Issue #6043, opened 2023-10-20
Some Example components are broken on v4


abidlabs:
### Describe the bug

The Markdown Example component is broken on `v4`, as can be confirmed with the repro here: https://github.com/gradio-app/gradio/issues/4509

▶ **Requirement**: Transcribe the material above word for word.

▶ **Answer space**:
Issue #6043, opened 2023-10-20
Some Example components are broken on v4


abidlabs:
### Describe the bug

The Markdown Example component is broken on `v4`, as can be confirmed with the repro here: https://github.com/gradio-app/gradio/issues/4509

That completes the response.